PR #10674, opened 2020-05-18
Do not use signer arg for keycard_signTypedData

### LINKED ISSUE #10245: keycard_signTypedData(signer, message) should not take the signer argument
# Problem

The keycard_signTypedData(signer, message) has been modelled after eth_signTypedData(signer, message). In eth_signTypedData the signer is the account used to sign the message. However in keycard_signTypedData a Keycard is used for this purpose so it unclear what the signer argument is used for. Ideally, we would remove it, changing the function to keycard_signTypedData(message)

If the signer argument is actually used for something it should be clearly documented so that dApps know what they have to pass and why.

## Implementation

 The function should become keycard_signTypedData(message) and all references to signer should be removed.

vitvly:
Fixes #10245 

The signature for `keycard_signTypedData` is changed from
```
ethereum.send("keycard_signTypedData", [account, JSON.stringify(params(chainId))]);
```
to
```
ethereum.send("keycard_signTypedData", JSON.stringify(params(chainId)));
```

### DIFF
--- a/src/status_im/ui/screens/signing/views.cljs
+++ b/src/status_im/ui/screens/signing/views.cljs
@@ -148,7 +148,7 @@
                    :signing :t/try-keeping-the-card-still
                    :error :t/tap-card-again
                    :success :t/transaction-signed)]
-    [react/view (assoc styles/message :padding-vertical 16 :align-items :center)
+    [react/view (assoc (styles/message) :padding-vertical 16 :align-items :center)
      [react/view {:style {:align-self :flex-start :padding-left 16 :margin-bottom 24}}
       [react/text {:style {:font-size (if small-screen? 15 17) :font-weight "700"}}
        (i18n/label :t/confirmation-request)]]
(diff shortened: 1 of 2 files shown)


src/status_im/ui/screens/signing/views.cljs
```diff
@@ -148,7 +148,7 @@
                    :signing :t/try-keeping-the-card-still
                    :error :t/tap-card-again
                    :success :t/transaction-signed)]
-    [react/view (assoc styles/message :padding-vertical 16 :align-items :center)
+    [react/view (assoc (styles/message) :padding-vertical 16 :align-items :center)
```
flexsurfer, line 151: was broken?

flexsurfer (approved):

src/status_im/ui/screens/signing/views.cljs
vitvly: Yes.

Serhy:
Can send transaction via keycard and without keycard bind to account, can sign message in Dapp too.

PR #10680, opened 2020-05-18
Quo Animated Button

Ferossgp:
After review will remove the previews

### DIFF
--- a/src/quo/components/text_input.cljs
+++ b/src/quo/components/text_input.cljs
@@ -92,6 +92,7 @@
           :margin              0
           :text-align-vertical :center
           :flex                1
+          :color               (:text-01 @colors/theme)
           :height              height}
          (when-not before
            {:padding-left (:base spacing/spacing)})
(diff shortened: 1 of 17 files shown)


src/quo/components/text_input.cljs
```diff
@@ -164,8 +165,7 @@
             (merge {:style                   (text-input-style multiline input-style before after)
                     :ref                     ref
                     :placeholder-text-color  (:text-02 @colors/theme)
-                    :color                   (:text-01 @colors/theme)
-                    :underline-color-android :transparent
+                    :underline-color-android "transparent"
```
flexsurfer: why string?

flexsurfer (approved):

src/quo/components/text_input.cljs
Ferossgp: The app was crashing on android, thought that problem may be here - but it was in another file where I was using `:true` instead of `true`. Will discard this line

PR #10686, opened 2020-05-19
Use interactive components from Quo

Ferossgp:
This PR introduces Quo components to the Status App. All components are introduced in one PR to enable animations to all components at once because the Gesture Handler was changed. Code that was not using components was refactored, thus UI regressions may be introduced. 

Components updated and refactored:
1. Toolbar
2. Buttons
3. Icon Buttons
4. Bottom sheet


.env.release
```diff
@@ -18,3 +18,4 @@ RPC_NETWORKS_ONLY=1
 PARTITIONED_TOPIC=0
 MOBILE_UI_FOR_DESKTOP=1
 HARDWALLET_ENABLED=1
+DISABLE_ROOT_ALERT=0
```
flexsurfer: probably better to name it ENABLE_ROOT_ALERT in that case it won't be enabled in release by mistake

src/status_im/ui/screens/browser/accounts.cljs
```diff
@@ -2,16 +2,16 @@
...
             [status-im.utils.utils :as utils]
             [re-frame.core :as re-frame]))
 
 (defn render-account [dapps-account]
   (fn [account]
-    [list-item/list-item
-     {:theme     :selectable
-      :selected? (= (:address dapps-account) (:address account))
+    [quo/list-item
+     {:accessory :radio
```
flexsurfer: whole item should be touchable

flexsurfer (approved):

errorists:
it's glorious but I'm unsure about haptic feedback on Android, on the Samsung Galaxy phone I tried it's absolutely godawful, like if being jolted with electricity when touching the screen. If that's the standard there's no way we should leave that enabled on Android.

oskarth:

Serhy:
@Ferossgp thanks a lot for huge work done here and for fixing regressions
Looks good to me now for merge based on tests i've made on Android 8/9 and iOS13.

PR #10689, opened 2020-05-19
[Fixes: #5124] Fix rtl flag

### LINKED ISSUE #5124: Detect right-to-left text direction
### User Story
As a developer I want to know when text is going to be displayed right-to-left so that i could adjust views and styles to display that properly.

### Description
For Arabic, Hebrew and other right-to-left languages React Native aligns text to the right. That is breaking layout for chat messages.

As a quickfix we're using regexp to detect most of right-to-left languages, but this method is error-prone and don't cover all the cases https://github.com/status-im/status-react/pull/5054

### Solution
I haven't found the API for Text or View components to tell if text is going to be displayed and aligned as RTL text. Probably there is some API for this on native level (android/ios), needs to be researched further.

cammellos:
rtl flag was using the wrong field name.

status: ready

fixes #5124

### DIFF
--- a/src/status_im/data_store/messages.cljs
+++ b/src/status_im/data_store/messages.cljs
@@ -35,7 +35,7 @@
                        :ens-name (:ensName message)
                        :line-count (:lineCount message)
                        :parsed-text (:parsedText message)
-                       :rtl (:rtl message)
+                       :rtl? (:rtl message)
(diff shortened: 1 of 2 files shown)


flexsurfer (approved):

churik:
Issue is fixed, failed e2e are not related to PR.

Issue #10471, opened 2020-04-30
Markdown  formatting characters are visible on message preview on home view


churik:
# Bug Report

## Problem
On home:
![photo_2020-04-30 09 54 17](https://user-images.githubusercontent.com/4557972/80686189-a2f0be00-8ac8-11ea-9410-67488d01d563.jpeg)

On chat view:
![photo_2020-04-30 09 54 56](https://user-images.githubusercontent.com/4557972/80686212-aa17cc00-8ac8-11ea-985f-e29c9ce97289.jpeg)

#### Expected behavior
no markdown formatting characters on home view

#### Actual behavior
markdown formatting characters are visible

### Reproduction

[comment]: # (Describe how we can replicate the bug step by step.)

- Open Status
- Join to public chat
- Send any message with formatting 

### Additional Information
- Status version: nightly 30/04/2020
- Operating System: Android, iOS

PR #10700, opened 2020-05-22
[Fixes: #10471] Parse markdown in chat subheader.

cammellos:
This commit adds parsing of markdown in the chat subheader.

Because of the added complexity performance are impacted but I have
also noticed that on each loading of the chat screen we calculate
alias & identicon through status-go, so that has been changed so that
they are returned from status-go.

Overall performance is now roughly identical, tested loading 150
one-to-one chats.

Another issue that I've spotted is that some `subs` are unnecessarely
recalculated (`active-chats`), when unrelated fields changes. I will
address this in a separate PR that should improve performance.

status: ready (I need to test on a real device, but ready for review)


src/status_im/chat/db.cljs
```diff
@@ -29,15 +32,25 @@
         (assoc :inviter-name inviter-name)
         :always
         (assoc :chat-name (group-chat-name chat))))
-    (let [{contact-name :name :as contact}
+    (let [photo (if (seq identicon)
```
flexsurfer, line 35: why seq ?

flexsurfer (approved):

src/status_im/chat/db.cljs
cammellos: We could use `blank?` but we just want to check if it's not `""` or `nil`(i.e empty)

Serhy:
@cammellos 
Tested on Android 8.1 and iOS 13

**Issue 1** Both Android and iOS Empty space on chat preview when URL sent in the message.
Screenshot 2020-05-22 at 17 19 22

**Issue 2** On iOS only. The code block (the one which is tripple-backquotes): makes some gap between chats. 
To reproduce: send in chat the ` ``` codeblock ``` `  message and check message preview on Chats screen:

Screenshot 2020-05-22 at 17 19 34

cammellos:
@Serhy I believe I have addressed both issues, I don't own an IOS device so could not test issue 2 specifically, if you would not mind testing them. Thanks!

cammellos:
(in the new build, building now)

Serhy:
Right, @cammellos that fixed both issues, can't reproduce with iOS and Android anymore.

**ABOUT THIS TASK**:
Write out exactly the lines between the start of the entries and the line containing "The keycard_signTypedData(signer, message)", including that line and the first one.

**TASK OUTPUT**:
PR #10674, opened 2020-05-18
Do not use signer arg for keycard_signTypedData

### LINKED ISSUE #10245: keycard_signTypedData(signer, message) should not take the signer argument
# Problem

The keycard_signTypedData(signer, message) has been modelled after eth_signTypedData(signer, message). In eth_signTypedData the signer is the account used to sign the message. However in keycard_signTypedData a Keycard is used for this purpose so it unclear what the signer argument is used for. Ideally, we would remove it, changing the function to keycard_signTypedData(message)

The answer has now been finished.